Abstract

Parvoviruses infect a wide variety of hosts, from insects to primates. Human, Canine, feline, porcine, and others hosts stand out. Therefore, it is important to develop a diagnostic method that can demonstrate the presence of the viruses belonging to this family in any host species. For this work, Canine Parvovirus type 2 (CPV-2) and Carnivore protoparvovirus 1 (FPLV) were used as interspecies models, as they are prevalent diseases in the clinic of small animals.

One of the leading causes of hemorrhagic enteritis in dogs worldwide is caused by CPV-2 and FPLV. Feline panleukopenia produces a case like Canine Parvovirus but also generates a significant decrease in leukocytes. Therefore, Veterinarians need to have a highly sensitive diagnostic technique for both clinical forms. In the present work, the foundations were laid for implementing a protocol that uses conventional PCR to detect a DNA fragment of CPV-2 and FPLV from feces of dogs or cats with symptoms corresponding to parvovirus.

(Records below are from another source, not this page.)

PR #917, opened 2023-10-28
Add event funding information

amakarudze:
Changes in this PR
- Add event funding template, view, url and tests

### DIFF
--- a/templates/organize/event_funding.html
+++ b/templates/organize/event_funding.html
@@ -37,7 +37,7 @@
         </p>
 
         <p>To apply for DSF funding, please fill in 
-            <a href="https://docs.google.com/forms/d/1KBQKnwY0uFBB0R7HOJIA3VAr9PsUywnp-9yX9El9-Wk/viewform?edit_requested=false">this form</a>.
+            <a href="https://docs.google.com/forms/d/1KBQKnwY0uFBB0R7HOJIA3VAr9PsUywnp-9yX9El9-Wk/viewform">this form</a>.
         </p>
     </div>
 </div>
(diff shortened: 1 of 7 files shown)


templates/organize/event_funding.html
```diff
@@ -0,0 +1,44 @@
+{% extends "global/base.html" %}
+
+{% block content %}
+<div class="container">
+    <h2>Apply for Sponsorship from our Global Partners</h2>
```
marksweb, line 5: I suspect this should have `{% translate` tags in it so that we can provide it in the available languages?

tests/organize/test_views.py
```diff
@@ -106,3 +106,8 @@ def test_organize_form_wizard_workshops_too_close(client, previous_organizer_in_
                 response["form.errors"] == "Your workshops should be at least 6 months apart. "
                 "Please read our Organizer Manual."
             )
+
+
+def test_event_funding(client):
+    response = client.get(reverse("organize:event_funding"))
```
marksweb, line 112: I think it'd be worth verifying the template used here as well.

```
def test_event_funding(client):
    response = client.get(reverse("organize:event_funding"))
    assert response.templates[0].name == "organize/event_funding.html"
    assert response.status_code == 200
```

marksweb (changes requested):

amakarudze:
Thanks, @marksweb, I have been busy with DjangoCon Africa, so I can now look at this. 

Flake 8 is passing locally but failing for all new pull requests and what it's suggesting seems pretty weird to me. Should we consider changing this action @marksweb?

marksweb:
@amakarudze yeah I see. With the slack message in the management utils it might be complaining about the slack emojis.

I'd have to have a look from my laptop to be sure. But I can look at ignoring things that are actually valid or changing for the ruff linter which is what use these days.

marksweb:
Ok I got ruff in quicker than expected. #923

For the generation of the primers capable of detecting the newly named viruses, the GenBank database was first searched for nucleotide sequences of the complete CPV-2 and FPLV genome. With this information, 15 complete genome nucleotide sequences of both viruses were chosen and aligned using the Clustal Omega Software to obtain the consensus sequence of the complete genome of both viruses. Subsequently, the percentage of conservation of the genes coding for the Canine and Feline parvovirus proteins was obtained. It was found that the genes that code for the NS1 protein are the most conserved, so they were used to generate the primers to be used in the PCR for diagnosis.